# GMAT Math vs. School Math – Part II - Counting

In my last article, we examined the importance of considering mathematical strategies other than those we learned in school. So, rather than approach a question as though our former teachers will be checking (and grading!!) every detail of our work to ensure the use of “appropriate” mathematical techniques, we should approach questions with the sole purpose of determining the correct answer as quickly as possible, regardless of whether or not those teachers would approve.

In this article, we’ll examine an often-maligned strategy that can be applied to all counting questions.

Listing and Counting

Perhaps it’s its simplicity that makes listing and counting so unpalatable for many students.

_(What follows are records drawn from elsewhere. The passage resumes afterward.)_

PR #1406, opened 2016-12-22
Provide capitalized product_mini_name

slemeur:
add:
* product_mini_name:  "codenvy"
* product_mini_name_capitalized:  "Codenvy"


bmicklea:
People will most often use the capitalized version so that name is really long what if we switched them to:

product_mini_name: "Codenvy"
product_mini_name_cmd: "codenvy"

or 

product_mini_name_cli: "codenvy"

slemeur:
close without merging.
Docs moved to another repo + changes in the product_mini_names format

PR #1427, opened 2016-12-26
CODENVY-1321 Add checking instance id to avoid NPE

sleshchenko:
### What does this PR do?
Add checking instance id to avoid NPE.

https://github.com/codenvy/codenvy/issues/1321

### Tests written?
Yes

---
This change is [Reviewable](https://reviewable.io/reviews/codenvy/codenvy/1427)

### DIFF
--- a/wsmaster/codenvy-hosted-api-permission/src/main/java/com/codenvy/api/permission/server/InstanceParameterValidator.java
+++ b/wsmaster/codenvy-hosted-api-permission/src/main/java/com/codenvy/api/permission/server/InstanceParameterValidator.java
@@ -1,0 +1,64 @@
+/*
+ *  [2012] - [2017] Codenvy, S.A.
+ *  All Rights Reserved.
+ *
+ * NOTICE:  All information contained herein is, and remains
+ * the property of Codenvy S.A. and its suppliers,
+ * if any.  The intellectual and technical concepts contained
+ * herein are proprietary to Codenvy S.A.
+ * and its suppliers and may be covered by U.S. and Foreign Patents,
+ * patents in process, and are protected by trade secret or copyright law.
+ * Dissemination of this information or reproduction of this material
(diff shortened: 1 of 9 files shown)


wsmaster/codenvy-hosted-api-permission/src/main/java/com/codenvy/api/permission/server/InstanceParameterValidator.java
```diff
@@ -0,0 +1,52 @@
...
+import org.eclipse.che.api.core.NotFoundException;
+
+import javax.inject.Inject;
+
+/**
+ * Validates that provided instance parameter is valid
+ *
+ * @author Sergii Leschenko
+ */
+public class InstanceParameterValidator {
```
mshaposhnik: S/ton?

wsmaster/codenvy-hosted-api-permission/src/main/java/com/codenvy/api/permission/server/InstanceParameterValidator.java
```diff
@@ -0,0 +1,54 @@
...
+     * @param domain
+     *         the domain of specified {@code instance}
+     * @param instance
+     *         the instance to check
+     * @throws BadRequestException
+     *         if specified {@code instance} is not valid
+     * @throws NotFoundException
+     *         if specified {@code domain} is unsupported
+     */
+    public void validate(String domain, String instance) throws BadRequestException, NotFoundException {
```
evoevodin: Maybe +
- check domain for null, throw 400
- put `@Nullable` on instance field

sleshchenko: Thanks, good suggestions

PR #1434, opened 2016-12-27
CODENVY-1392: fix sync agent start check

### LINKED ISSUE #1392: Workspace start occasionally fails if docker image doesn't contain ssh and rsync
Workspace start occasionally fails if docker image doesn't contain ssh and rsync. 

Related to:
#1271 
#1371 

**Reproduction Steps:**

Use bitnami stacks to create and start WS several times.

**Expected behavior:**

These WSs start successfully. 

**Observed behavior:**

Sometimes WS start fails and sometimes succeeds. 

**Codenvy version:** m9-snapshot
**OS and version:** Ubuntu 16.04

**Additional information:**

Problem only started happening recently, didn't happen in an older version of Codenvy: [Yes] (because of other reasons such WSs always failed start before merging solution for #1271)
Problem can be reliably reproduced: [No - it's random]

garagatyi:
### What does this PR do?
Change way of verification that sync agent is launched in machine.

Fixes #1392 

### Previous Behavior
Start of WS sometimes failed when ssh or/and rsync are not installed in container.

### New Behavior
Start of WS finishes successfully when ssh or/and rsync are not installed in container.

### Tests written?
No

### DIFF
--- a/plugins/plugin-hosted/codenvy-machine-hosted/src/main/java/com/codenvy/machine/agent/launcher/ExternalRsyncAgentLauncherImpl.java
+++ b/plugins/plugin-hosted/codenvy-machine-hosted/src/main/java/com/codenvy/machine/agent/launcher/ExternalRsyncAgentLauncherImpl.java
@@ -16,6 +16,8 @@ package com.codenvy.machine.agent.launcher;
 
 import org.eclipse.che.api.agent.server.launcher.AbstractAgentLauncher;
 import org.eclipse.che.api.agent.server.launcher.AgentLaunchingChecker;
+import org.eclipse.che.api.agent.server.launcher.CommandExistsAgentChecker;
+import org.eclipse.che.api.agent.server.launcher.CompositeAgentLaunchingChecker;
 import org.eclipse.che.api.agent.shared.model.Agent;
 import org.eclipse.che.api.core.ServerException;
 import org.eclipse.che.api.machine.server.spi.Instance;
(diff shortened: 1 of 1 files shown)


plugins/plugin-hosted/codenvy-machine-hosted/src/main/java/com/codenvy/machine/agent/launcher/ExternalRsyncAgentLauncherImpl.java
```diff
@@ -41,7 +43,10 @@
     @Inject
     public ExternalRsyncAgentLauncherImpl(@Named("che.agent.dev.max_start_time_ms") long agentMaxStartTimeMs,
                                           @Named("che.agent.dev.ping_delay_ms") long agentPingDelayMs) {
-        super(agentMaxStartTimeMs, agentPingDelayMs, AgentLaunchingChecker.DEFAULT);
+        super(agentMaxStartTimeMs,
+              agentPingDelayMs,
+              new CompositeAgentLaunchingChecker(new CommandExistsAgentChecker("rsync"),
+                                                 AgentLaunchingChecker.DEFAULT));
```
skabashnyuk: are you sure it's good idea to create objects here, may be we should delegate it to container?

garagatyi: Do you suggest to create ExternalRsyncAgentLauncherImpl in module instead or smth else?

Granted, on the surface, it seems like a strategy a 5-year-old might use, but the fact of the matter is that, if you’ve been staring at a counting question for over a minute, and you still have no idea where to begin, you should either make an educated guess or start listing possible outcomes. In many cases, the simple process of listing outcomes will help us gain valuable insight into a fast way to solve the question. With this in mind, consider the following 400-level counting question:

If repeated letters are allowed, how many two-letter words can we create using the 26 letters in the English language?

A) 52

B) (26)(25)

C) 26^2

D) 2^26

E) 26!

Let’s start listing possible outcomes in a systematic way.

Words beginning with A: AA, AB, AC, AD,...., AX, AY, AZ (26 in total)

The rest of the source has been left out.